The hereby reported case is -to the best of our knowledge- the first in the English literature, describing a case of a gossypiboma mimicking a lytic non-contained bony lesion of the ilium, with imaging and clinical characteristics similar to those usually found in metastatic lytic bony lesions. Following a thorough literature research, we were able to identify another 3 cases of gossypibomas of the ilium. In all cases there had also been an iliac crest bone graft harvesting operation. In two of them, the gossypiboma was discovered within the first postoperative month, following the development of acute infection symptoms and signs (fistulas at the operative scar) [8]. In the third case, the gossypiboma was discovered 34 years following the initial operation, and it was presented as a large soft-tissue mass between the gluteus medius and maximus [2]. In none of these three cases, the imaging characteristics were consistent with a lytic (potentially metastatic) bony lesion. The lytic appearance of the hereby described lesion may well be attributed to the bone graft harvesting procedure, since the initial graft harvesting procedure had taken place relatively recently. However, the possibility that (at least to some extent) it was developed, and/or enhanced by the inflammatory reaction, cannot be entirely excluded.

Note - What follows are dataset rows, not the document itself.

Issue #929, opened 2022-09-18
ocean.py CI tests take 27 min (too slow). Optimize to <=10 min


trentmc:
**Is your feature request related to a problem? Please describe.**

It takes 27 min for all CI tests to complete. It's about this long locally too (depending on the machine).

This is SLOW. It hurts the ability to have fast turnaround. An upper bound should be 10 min.

**Describe the solution you'd like**

Optimize the test-running so that total CI runtime is <10 min.

**Possible approaches**

- run benchmarks. Optimize slowest tests. Possible ways to optimize: 
  - optimize the test itself. Eg repeat a 1000 step loop on the chain with advancing the chain by 1000 blocks (single function call). Etc.
  - optimize the ocean.py functionality
  - remove the test or merge it with other tests
- skip importing conftest_ganache.py unless needed. Currently all but one test*.py files import it, despite many of them note even using ganache / barge. Identify these, and don't import those. (This is an opportunity recently introduced due to fixing #923)
- parallelize the CI. (Is it already partly parallel? If yes, use the same pattern to make it even more parallel. Or, what other tricks do Github Actions or pytest offer?)

calina-c:
ocean.py is the designated "dumpsite" for all integration tests possible, and it always has been.

- Testing the contract fees? ocean.py should do that.
- Testing full publish-to-c2d flows? Yes, ocean.py should do that with 3 different compute examples and installing another 5 3rd party dependencies just for testing the examples.
- Testing local and remote user flows, contract functions, automations? The answer was always yes

Ocean.py now has: separate slow tests which last about 3 hours, library compatibility tests which run every tuesday to make sure our library is up to date with the rest of the stack, automated readme tests which ensure our users always have things working out of the box.

We need to have a discussion about what ocean.py needs to test and how we should structure it, then write a few issues. I also don't think we can reach under 10 minutes, our best performing CIs in Aquarius and Provider are still around 15 minutes with publish waiting times etc.

trentmc:
Update: we made some nice progress on this with recent changes by @calina-c :
- "remove enterprise README", and therefore its associated test - https://github.com/oceanprotocol/ocean.py/commit/3bc3478e529e8b2d64d4185e3bfd527dcfaa2ac3
- "remove slow tests" - commit  https://github.com/oceanprotocol/ocean.py/commit/acb029caa1b78285c3cfe491c5d651e15dd25323

More to go:
- remove other slow tests?
- profiling & optimizing tests
[...]

PR #1393, opened 2023-04-11
Optimise tests

### LINKED ISSUE #1396: Add flexible parameters in create_<type>_asset
Per discussions with @alexcos20 we keep needing to add new parameters to those functions that call create_bundled. We should make an implementation similar to that for DatatokenArguments.

calina-c:
Work on #929. Shaves off ~3mins from current pytest job. Please note that @mariacarmina also did a great job recently by reducing the time for the Barge job, so my work is just a bonus :).

What I did:
- reuse a `basic_asset` fixture when doing non-update tests
- leverage ocean.py creation methods in c2d flow and others -> I'll follow up with some ideas here in another ticket
- remove most duplications of default metadata and ddo_helpers
- leverage wait_for_aqua = False in the former start_order_fees tests: assets are now published during the test class setup, we only wait for them when needed and the concurrent creation makes waiting times MUCH shorter
- combine reuse_order and start_order tests to leverage the latter's receipt when needed, instead of doing a duplicated call
- re-enable c2d readme test, ensure local setup only runs once for readme tests
- add flexibility for metadata and compute values handling in `create_<type>_asset` functions to reduce number of update calls

I suggest merging this in, and doing more optimisations later.

Closes #1396.


alexcos20 (approved):
lgtm

PR #1409, opened 2023-04-17
Add timezone info to all objects.

calina-c:
Fixes # .

Changes proposed in this PR:

- 
- 
-

### DIFF
--- a/READMEs/c2d-flow.md
+++ b/READMEs/c2d-flow.md
@@ -124,7 +124,7 @@ compute_service = DATA_ddo.services[1]
 algo_service = ALGO_ddo.services[0]
 free_c2d_env = ocean.compute.get_free_c2d_environment(compute_service.service_endpoint, DATA_ddo.chain_id)
 
-from datetime import datetime, timedelta
+from datetime import datetime, timedelta, timezone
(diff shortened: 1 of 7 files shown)


trentmc:
What's the problem this is trying to solve?

calina-c:
> What's the problem this is trying to solve?

As reported here https://github.com/oceanprotocol/ocean.py/pull/1307 the timezone objects we are using in our Python repos are unaware of timezone settings. They represent the correct UTC time but are unaware if that time is in the UTC timezone. It's a caveat of the Python time functions, which offer both timezone-aware and timezone-naive functions. Therefore, for safe measure, I've added timezone-awareness in all Python repos.

Aqua: https://github.com/oceanprotocol/aquarius/pull/1017
Provider: https://github.com/oceanprotocol/provider/pull/640
and this one for ocean.py

trentmc:
Thanks for the explanation @calina-c. Makes sense.

To help tracking: could you
- create a github issue for this (basically saying what you said in the your comment above)
- in this PR's description, link to the issue

Thanks!

alexcos20 (approved):

PR #1412, opened 2023-04-18
Leverage true provider methods instead of hardcoding.

### LINKED ISSUE #1411: Method does not correspond in DataServiceProvider class
Currently from provider we expose the method and the URLs for different endpoints. The dataservice provider class has functions that resolve those in order to create flexible requests.

While the endpoint part is good, the "method" does not always correspond to the actual method that needs to be used by requests, throwing a 405 error if I use it directly. Instead, the code relies on prior knowledge of methods.

Possible solutions and arguments:
1. fix these in Provider -> not sure this is appropriate, what if an endpoint accepts both GET and POST requests?
2. continue to rely on prior knowledge of the method -> In this case, there is no point in resolving the method and we could remove that code. Having it there is prone to confusion.

calina-c:
Closes #1411

### DIFF
--- a/ocean_lib/data_provider/base.py
+++ b/ocean_lib/data_provider/base.py
@@ -67,7 +67,9 @@ class DataServiceProviderBase:
         """
         Return the service endpoints from the provider URL.
         """
-        provider_info = DataServiceProviderBase.get(url=provider_uri)
+        provider_info = DataServiceProviderBase._http_method(
+            "get", url=provider_uri
+        ).json()
 
         return provider_info["serviceEndpoints"]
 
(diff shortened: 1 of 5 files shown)


trentmc (commented):
This is a corner of code I don't know well, so I can't really do a thorough review.

However I can ask: 
- were there tests for this before? 
- could there be a test added or modified that would have failed with old approach, and would pass with your mods? (if not too complex)

calina-c:
> This is a corner of code I don't know well, so I can't really do a thorough review.
> 
> However I can ask:
> 
> * were there tests for this before?
> * could there be a test added or modified that would have failed with old approach, and would pass with your mods? (if not too complex)

The code worked because we were using prior knowledge of the endpoints instead of using the method returned by provider. When I tried leveraging the `method` itself during test fixes, I encountered 405 errors (method not allowed) because the initialize compute was incorrectly configured as a GET request instead of POST. I updated the configuration but I can show you a previous test run: https://github.com/oceanprotocol/ocean.py/actions/runs/4689970392/jobs/8312421605

For the purposes of test fixes, I decided to revert to hardcoded methods and treat the issue later (in this ticket).

trentmc:
@calina-c thanks for the info. Worksforme.

The changes look sane, but for a proper review I defer to Alex.

mariacarmina (approved):

alexcos20 (approved):

Issue #10952, opened 2024-07-23
Have validation webhook reject applying/modify resources on global


lahabana:
We should be better at this inded.
 
              Yes, you are correct. You should change the object only in the source of truth which is Zone CP.

Let's double-check our validation. We should prevent users from doing this to avoid such issues.

_Originally posted by @jakubdyszkiewicz in https://github.com/kumahq/kuma/issues/10738#issuecomment-2218023694_

bartsmykla:
> triage: to be validated on the next Test Friday session if it's still the issue

Automaat:
Verified this is now handled in current master. Validation exists at both the REST API and the K8s admission webhook.

Reproduced on a global CP:
- PUT a ZoneIngress on global (the original #10738 case) returns 405 with a message telling you to modify it on the zone CP instead.
- Creating a resource with `kuma.io/origin: zone` on global returns 400: the origin label must be set to 'global'.
- A normal global write still works.

The kubectl edit path is covered by the admission webhook (403 when origin is zone). Closing as resolved.

PR #16169, opened 2026-04-08
refactor(kds): use core_model.ZoneOfResource in global filter

### LINKED ISSUE #16161: fix(kds): ZoneTag panics on Dataplane with empty inbound
## Motivation

`ZoneTag()` in `pkg/kds/util/resource.go:126` accesses `GetInbound()[0]` without bounds check. When a Dataplane has no gateway and no inbound listeners, this panics with `index out of range [0] with length 0`, crashing the control plane.

Confirmed via PoC test — a `Dataplane` with empty `Inbound` slice and no `Gateway` triggers the panic.

## Implementation information

Add a length check before accessing `[0]`:

```go
inbounds := res.GetNetworking().GetInbound()
if len(inbounds) == 0 {
    return ""
}
return inbounds[0].GetTags()[mesh_proto.ZoneTag]
```

Alternatively, consider replacing the function with `core_model.ZoneOfResource(r)` as the existing TODO at line 132 suggests.

Automaat:
## Motivation

`ZoneTag()` in `pkg/kds/util/resource.go` accesses `GetInbound()[0]` without a bounds check. When a `Dataplane` has no gateway and no inbound listeners (empty slice), this panics with `index out of range [0] with length 0`, crashing the control plane.

A pre-existing TODO at the only call site already suggested replacing the function with `core_model.ZoneOfResource(r)` (see #10952). `ZoneOfResource` reads `kuma.io/zone` from metadata labels (set during KDS sync) and works uniformly across resource types, so it removes the panic without needing a band-aid bounds check.

## Implementation information

- Replace `util.ZoneTag(r)` with `core_model.ZoneOfResource(r)` at the only call site in `pkg/kds/context/context.go`.
- Drop the now-unused `util.ZoneTag` helper.

## Supporting documentation

- #10952

> Changelog: refactor(kds): replace util.ZoneTag with core_model.ZoneOfResource

### DIFF
--- a/pkg/kds/util/resource.go
+++ b/pkg/kds/util/resource.go
@@ -123,7 +123,11 @@ func ZoneTag(r core_model.Resource) string {
 		if res.GetNetworking().GetGateway() != nil {
 			return res.GetNetworking().GetGateway().GetTags()[mesh_proto.ZoneTag]
 		}
-		return res.GetNetworking().GetInbound()[0].GetTags()[mesh_proto.ZoneTag]
+		inbounds := res.GetNetworking().GetInbound()
+		if len(inbounds) == 0 {
+			return ""
+		}
+		return inbounds[0].GetTags()[mesh_proto.ZoneTag]
 	case *mesh_proto.ZoneIngress:
 		return res.GetZone()
 	case *mesh_proto.ZoneEgress:
--- a/pkg/kds/util/resource.go
+++ b/pkg/kds/util/resource.go
@@ -117,27 +117,6 @@ func ResourceNameHasAtLeastOneOfPrefixes(resName string, prefixes ...string) boo
 	return false
 }
 
-func ZoneTag(r core_model.Resource) string {
-	switch res := r.GetSpec().(type) {
-	case *mesh_proto.Dataplane:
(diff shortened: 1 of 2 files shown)


pkg/kds/util/resource.go
```diff
@@ -123,7 +123,11 @@ func ZoneTag(r core_model.Resource) string {
 		if res.GetNetworking().GetGateway() != nil {
 			return res.GetNetworking().GetGateway().GetTags()[mesh_proto.ZoneTag]
 		}
-		return res.GetNetworking().GetInbound()[0].GetTags()[mesh_proto.ZoneTag]
+		inbounds := res.GetNetworking().GetInbound()
+		if len(inbounds) == 0 {
```
lobkovilya, line 127: I don't really like this fix. `ZoneTag` method shouldn't be called at all when you're running Kuma with disabled tags, so maybe it worth going over `ZoneTag` usage and see if appropriate to replace it with `core_model.ZoneOfResource(r)` and potentially remove or deprecate `ZoneTag` method

lobkovilya (changes requested):

lobkovilya (approved):
please adjust the PR title and description

Issue #14039, opened 2025-07-24
remove kuma-dp readiness reporter `ReadinessUnixSocketDisabled` flag


Icarus9913:
### Description

In 2.12.0, we introduced an environment variable `ReadinessUnixSocketDisabled` and a feature flag `FeatureReadinessUnixSocket` for kuma-dp, which works for users who want to disable the kuma-dp readiness reporter via unix socket to keep the previous behavior for compatibility. 
Also, the Unix socket would be our default behavior for the readiness reporter. 

In 2.15, we should remove the flags:
 - ReadinessUnixSocketDisabled
 - FeatureReadinessUnixSocket
 - ReadinessPort
 
Also, we need to clean up the unit, e2e tests

Icarus9913:
xref: https://github.com/kumahq/kuma/pull/13924

lahabana:
@Automaat can we do this in the end?

Automaat:
@lahabana — yes, with a re-scope. Working through #16174 surfaced enough about the actual wiring that the original ask should be tightened, not abandoned.

### How it's wired today

There are two distinct ports, not a fallback:

- **Admin**: TCP `9901` (or UDS when `EnvoyAdminUnixSocket=true` — default since 2.12, see `pkg/config/xds/bootstrap/config.go:102`)
- **Readiness**: TCP `9902` (`KUMA_BOOTSTRAP_SERVER_PARAMS_READINESS_PORT`, default at `pkg/config/xds/bootstrap/config.go:103`)

`ReadinessPort` is a dedicated port for the kuma-dp readiness reporter, independent of admin. K8s probes always hit `9902`.

`ReadinessUnixSocketDisabled` controls only the *transport* of the readiness reporter itself:

- `true` → readiness on TCP `9902` (K8s mode with admin UDS — the default)
- `false` → readiness on UDS (Universal mode, no kubelet probes)

The K8s injector sets `KUMA_READINESS_UNIX_SOCKET_DISABLED=true` whenever `envoyAdminUnixSocket` is on (`pkg/plugins/runtime/k8s/containers/factory.go:308`).

### What #16174 actually shipped

Original removal commit was reverted mid-PR (`f606048511 fix(dp): restore TCP readiness fallback`); the PR was retitled `fix(dp): make readiness reporter dual-stack` and now ships only the dual-stack listener fix. The deprecation isn't in it.

### Proposed re-scope

[...]

PR #16174, opened 2026-04-08
fix(dp): make readiness reporter dual-stack

Automaat:
## Motivation

K8s pods on dual-stack clusters can have probes hit either the IPv4 or
IPv6 pod address. The kuma-dp readiness reporter previously bound
`tcp6` when the listen address was IPv6, which sets `IPV6_V6ONLY=1`
and refuses IPv4 probes — the probe would fail intermittently
depending on which family the kubelet picked.

## Implementation information

- `readiness/component.go`: bind `tcp` (Linux dual-stack when bound to
  `::`) instead of `tcp6` for the TCP readiness listener. For concrete
  addresses the family is determined by the address itself.
- `cmd/run.go`: create the `SocketDir` up front when an operator-supplied
  path doesn't exist, so component startup doesn't fail trying to bind
  Unix sockets inside it.
- `cmd/wait.go`: drop the `KUMA_READINESS_UNIX_SOCKET_DISABLED` /
  `KUMA_READINESS_PORT` URL-derivation block. The K8s injector PostStart
  hook already passes `--url` explicitly, so the env-var path was
  redundant in cluster. Universal-mode users invoking `kuma-dp wait`
  without flags will hit the default `http://localhost:9901/ready`
  (Envoy admin) — unchanged for them, since they already needed
  `--url` or `--unix-socket` for non-default ports.
- `tools/ci/api-linter/linter/testdata/...`: gofmt fixup picked up by
  `make check`.

The full removal of `ReadinessUnixSocketDisabled`, `ReadinessPort`,
`FeatureReadinessUnixSocket`, `FieldDataplaneReadinessPort`,
`GetReadinessPort()`, and the `KUMA_READINESS_UNIX_SOCKET_DISABLED`
env var is deferred to a separate PR per #14039 (target v2.15).

> Changelog: fix(dp): make readiness reporter dual-stack


app/kuma-dp/pkg/dataplane/readiness/component.go
```diff
@@ -80,11 +80,15 @@ func (r *Reporter) Start(stop <-chan struct{}) error {
 	var lis net.Listener
 	var protocol, addr string
 	if r.unixSocketDisabled {
+		// Use "tcp" (not "tcp6") so that when localListenAddr is the IPv6
+		// wildcard "::", Linux gives a dual-stack listener that accepts
+		// both IPv4 and IPv6 probes. "tcp6" sets IPV6_V6ONLY and would
+		// refuse IPv4 probes. For concrete addresses the family is
+		// determined by the address itself.
+		protocol = "tcp"
```
bartsmykla, line 88: The dual-stack switch is the behavioral fix this PR ships, but there's no test exercising it. `component_test.go` already sits next to this file — please add a case that starts the reporter with `localListenAddr="::"` and dials both `127.0.0.1:<port>` and `[::1]:<port>` (skip when the host has no IPv6 loopback). Without coverage the next refactor regresses this silently.

app/kuma-dp/cmd/wait.go
```diff
@@ -29,20 +28,6 @@ func newWaitCmd() *cobra.Command {
...
-				if os.Getenv("KUMA_READINESS_UNIX_SOCKET_DISABLED") == "true" {
-					port := os.Getenv("KUMA_READINESS_PORT")
-					if port == "" {
-						port = "9902"
-					}
-					args.url = fmt.Sprintf("http://localhost:%s/ready", port)
-				}
-			}
-
 			client := httpclient.NewTCPOrUDS(args.unixSocket, args.requestTimeout, args.requestTimeout)
```
bartsmykla, line 31: PR body claims the K8s injector PostStart hook always passes `--url`, so the env-derivation block is redundant in cluster. Worth a quick grep of `pkg/plugins/runtime/k8s/webhooks/injector/` to confirm there's no path that still relies on `KUMA_READINESS_UNIX_SOCKET_DISABLED` / `KUMA_READINESS_PORT`. If any in-cluster caller hits `kuma-dp wait` without `--url`, this is a silent break — gate the old block behind a deprecation log rather than deleting it outright.

bartsmykla (commented):
The dual-stack fix needs test coverage, and the wait.go cleanup needs a quick sanity check on remaining callers

bartsmykla (dismissed):

bartsmykla (approved):

PR #16199, opened 2026-04-09
feat(tools): add CP perf testing scripts

Automaat:
## Motivation

Need a reusable, committed toolkit for running Kuma CP performance tests
against a real cluster and capturing profiles + metrics for offline
analysis. Has been used to drive the perf investigation tracked in #16183
and its subissues.

## Implementation information

Adds `tools/perf-test/` with five driver scripts and a README:

- `deploy-wave.sh` — deploy N namespaces x M services x R replicas of
  fake-service with sidecar injection enabled
- `collect-profiles.sh` — grab cpu, heap, goroutine, mutex, block, trace
  and a `/metrics` snapshot from one or more CP endpoints in parallel
- `run-waves.sh` — progressive load ramp (default: 50 → 2350 DPs),
  stabilize + profile after each wave
- `policy-scenarios.sh` — policy/KDS scenarios (spread, single-DP,
  updates, bulk delete) against an already-deployed fleet
- `dump-prometheus.sh` — pull Go runtime, xDS, KDS, and store metrics as
  Prometheus range queries (JSON) for offline analysis

All scripts are env-var-driven with sensible defaults for local k3d/kind
runs; `ENDPOINTS="zone=... global=..."` enables multi-zone profiling with
a prefix-per-CP on output files. `tools/perf-test/profiles/` is gitignored
so results stay local.

Alternatives considered: keep the scripts in a gist or in a private repo.
Rejected because the perf investigation that produced the umbrella issue
needs to be reproducible by anyone on future releases; a committed,
documented toolkit makes that practical.

## Supporting documentation

- Umbrella issue: #16183
- README with usage and analysis hints: `tools/perf-test/README.md`

> Changelog: skip

### DIFF
--- a/tools/perf-test/.gitignore
+++ b/tools/perf-test/.gitignore
@@ -1,0 +1,1 @@
+profiles/
--- a/tools/perf-test/README.md
+++ b/tools/perf-test/README.md
@@ -1,0 +1,126 @@
+# Perf Test
+
+Scripts for running Kuma control plane performance tests on an existing cluster
+(typically k3d / kind for local runs, GKE / EKS for real scale).
+
+The scripts capture [pprof](https://pkg.go.dev/net/http/pprof) profiles and
+Prometheus metrics so you can compare Kuma CP behaviour across releases, configs,
+or scale points.
+
+## Contents
+
+| Script                 | Purpose                                                           |
+| ---------------------- | ----------------------------------------------------------------- |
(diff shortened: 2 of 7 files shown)


lobkovilya (changes requested):
Unless these scripts are meant to run regularly in CI, I don’t think they belong in the main repo. You could revive `Kong/mesh-perf` and put them there, or create a separate repo under kumahq.

PR #16200, opened 2026-04-09
perf(k8s): cache labels + spec per resourceVersion

Automaat:
## Motivation

Fixes #16191.

`KubernetesMetaAdapter.GetLabels` ran `maps.Clone` on every call plus an annotation-merge into the cloned map. `DestinationIndex` invokes it per destination per reconcile, producing ~68 MB of label-map churn per wave in the referenced profile. The existing `cachingConverter` only cached the unmarshaled spec, so the adapter and its labels were rebuilt on every cache hit.

## Implementation information

- `KubernetesMetaAdapter` gets a `cachedLabels` field + `sync.Once`. First `GetLabels` call computes once; subsequent calls return the same map pointer. Adapter is always used via pointer (verified) so `sync.Once` is safe.
- `cachingConverter` now caches `(spec, labels)` together in a `cachedEntry` struct keyed by the same `namespace:name:resourceVersion:gvk`. On hit, it pre-populates the new adapter's `cachedLabels` so the first `GetLabels` skips the Once closure and returns the shared map directly. The adapter is still reallocated per call (cheap) but the expensive labels map is now shared across reconciles for the lifetime of the cache entry.
- **Status is still refetched on every call** — preserved the contract asserted by the existing test that verifies status subresource mutations surface on cache hits.
- **Read-only labels contract** — documented on `GetLabels`. Audit of call sites in `pkg/xds/context/destination_index.go`, `pkg/xds/topology/outbound.go`, `pkg/xds/generator/{dns,ingress}_generator.go`, `pkg/plugins/policies/core/rules/resolve/targetref.go`, and `pkg/xds/server/callbacks/*` confirms every caller treats the map as read-only. Mutation canary test (60 samples over 60s against a live cluster) observed zero drift.
- No invalidation wiring needed: `resourceVersion` is part of the cache key, so any K8s update mints a fresh miss. Existing `MarshalingCacheExpirationTime` TTL bounds memory.

### Tests

Unit tests extended in `pkg/plugins/resources/k8s/caching_converter_test.go`:
- Adapter memoizes labels across repeat `GetLabels` calls (pointer equality).
- Same labels map pointer across cache hits for the same `resourceVersion`.
- Different `resourceVersion` produces a fresh map; stale label values don't leak.
- Pre-existing status-freshness tests still pass unchanged.

### Manual verification on k3d (kuma-2 cluster)

Ran a 10-test correctness suite covering create/update/delete propagation, display-name override + fallback, status freshness, mutation canary, webhook validation, and dp bootstrap. All passed except T-05 label routing, which surfaced a pre-existing Envoy-rendering issue (empty `weightedClusters`) unrelated to this change — the `_rules` endpoint confirmed label-based resolution itself works correctly. No panics or data races in 15 minutes of CP logs. `go test -race ./pkg/plugins/resources/k8s/...` and `./pkg/xds/context/...` green.

## Supporting documentation

- Issue: #16191
- Parent umbrella: #16183

> Changelog: perf(k8s): cache labels + spec per resourceVersion

### DIFF
--- a/pkg/plugins/resources/k8s/caching_converter.go
+++ b/pkg/plugins/resources/k8s/caching_converter.go
@@ -1,6 +1,7 @@
 package k8s
 
 import (
+	"maps"
 	"strings"
 	"time"
 
@@ -53,12 +54,14 @@ func (c *cachingConverter) ToCoreResource(obj k8s_model.KubernetesObject, out co
 	}, ":")
 	if v, ok := c.cache.Get(key); ok {
 		entry := v.(cachedEntry)
-		// Pre-populate cachedLabels so the adapter's GetLabels skips the
-		// maps.Clone + annotation-merge work for the lifetime of the entry.
+		// Pre-populate cachedLabels with a fresh clone so the adapter's
+		// GetLabels skips the annotation-merge work, while keeping the cached
+		// map isolated from downstream consumers that mutate labels in place
+		// (e.g. removeDisplayNameLabel in the ServiceInsight endpoints).
 		out.SetMeta(&KubernetesMetaAdapter{
 			ObjectMeta:   *obj.GetObjectMeta(),
 			Mesh:         obj.GetMesh(),
-			cachedLabels: entry.labels,
+			cachedLabels: maps.Clone(entry.labels),
 		})
 		if err := out.SetSpec(entry.spec); err != nil {
 			return err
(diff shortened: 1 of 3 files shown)


pkg/plugins/resources/k8s/caching_converter.go
```diff
@@ -33,18 +45,25 @@ func NewCachingConverter(expirationTime time.Duration) k8s_common.Converter {
 }
 
 func (c *cachingConverter) ToCoreResource(obj k8s_model.KubernetesObject, out core_model.Resource) error {
```
bartsmykla, line 48: Can we override `ToCoreList` here too? `KubernetesStore.List` goes through `Converter.ToCoreList`, and `SimpleConverter.ToCoreList` calls `SimpleConverter.ToCoreResource` directly. As written, list reads still rebuild spec and labels for every item, so the `mesh_context_builder.fetchResourceList()` / `DestinationIndex` path never touches this cache.

pkg/plugins/resources/k8s/caching_converter.go
```diff
@@ -75,7 +96,10 @@ func (c *cachingConverter) ToCoreResource(obj k8s_model.KubernetesObject, out co
 	if obj.GetResourceVersion() != "" {
 		// an absence of the ResourceVersion means we decode 'obj' from webhook request,
 		// all webhooks use SimpleConverter, so this is not supposed to happen
-		c.cache.SetDefault(key, out.GetSpec())
+		c.cache.SetDefault(key, cachedEntry{
+			spec:   out.GetSpec(),
+			labels: adapter.GetLabels(), // materialize labels so future hits reuse them
```
bartsmykla: Please clone the labels map before caching it. `rest.From.Resource` forwards `GetLabels()` into REST metadata, and `removeDisplayNameLabel` deletes `kuma.io/display-name` in place for `ServiceInsight` GET/LIST. After a single request, later cache hits for the same `resourceVersion` will see that label as already missing.

bartsmykla (changes requested):
I think this still needs two fixes before it lands. The cache does not cover list reads yet, and the cached labels map is shared with code that mutates it in place.

pkg/plugins/resources/k8s/caching_converter.go
Automaat: Good catch — fixed in ceeb459. Added a `cachingConverter.ToCoreList` override that loops over items and dispatches through `c.ToCoreResource`, so list reads now hit the cache. Confirmed by a regression test that mutates the source labels between two list calls and asserts the second call returns the cached values.

pkg/plugins/resources/k8s/caching_converter.go
Automaat: Fixed in ceeb459, but I went with cloning on **both** sides (write *and* read), not just write — single-side cloning leaves a window where the cache still gets corrupted. Reasoning:

- **Write only**: cache holds map M2 = clone(M1). First consumer of M1 mutates → cache OK ✓. But the next cache hit wires M2 into a new adapter via `cachedLabels: entry.labels`. That consumer mutates M2 → cache corrupted on the second access ✗.
- **Both sides**: cache holds an isolated M2; every cache hit clones M2 → M3 into the new adapter. Cache map is never returned to any caller, so no in-place mutation can ever reach it.

Cost is one extra `maps.Clone` per access, but the annotation-merge work is still skipped, which was the point of the optimization.

Added a regression test that simulates `removeDisplayNameLabel` by deleting `kuma.io/display-name` and `app` from the returned labels across three consecutive conversions, and asserts the third call still sees the pristine entry.

bartsmykla (approved):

The age of the patient, her symptoms, the imaging characteristics of the lesion, the inadequately obtained history and the inefficient original physical examination, rendered highly plausible the initial diagnosis of a metastatic lesion to the ilium, with which the patient was referred to our department. As a result, and due to several mistakes, made by different people, at different settings and time-frames, the patient had undergone several unnecessary imaging procedures and a CT-guided biopsy.

Gossypibomas are totally preventable lesions. Surgical instrument counts should always be performed, even in the smallest operations, since this is the only adequately efficient way to prevent this surgical complication. However, even counts, are clearly not always sufficient, since in many cases, a final count was erroneously thought to be correct. Radiographic screening of high-risk patients at the end of operations in order to identify radiopaque interwoven markers, should also be considered, even when counts are documented as correct [6]. Unfortunately, even this measure may be proven unsuccessful, if the obtained radiograph is not meticulously studied, as it was in our case.

Gossypibomas are rare -yet existing- postoperative complications that may lead to increased morbidity, and/ or mortality. Last but not least, they may certainly have serious medico-legal implications. Standardized operative procedures are bound to prevent their development. However, when a gossypiboma is suspected, appropriate imaging work-up must always be performed before the initiation of treatment. Imaging findings combined with history of an operation, are potential indications of the existence of a gossypiboma, and may protect the patient from undergoing unnecessary medical procedures.

Conflict of Interest and Financial Disclosure
The authors declare no conflict of interest and no financial support regarding the preparation and submission of this manuscript.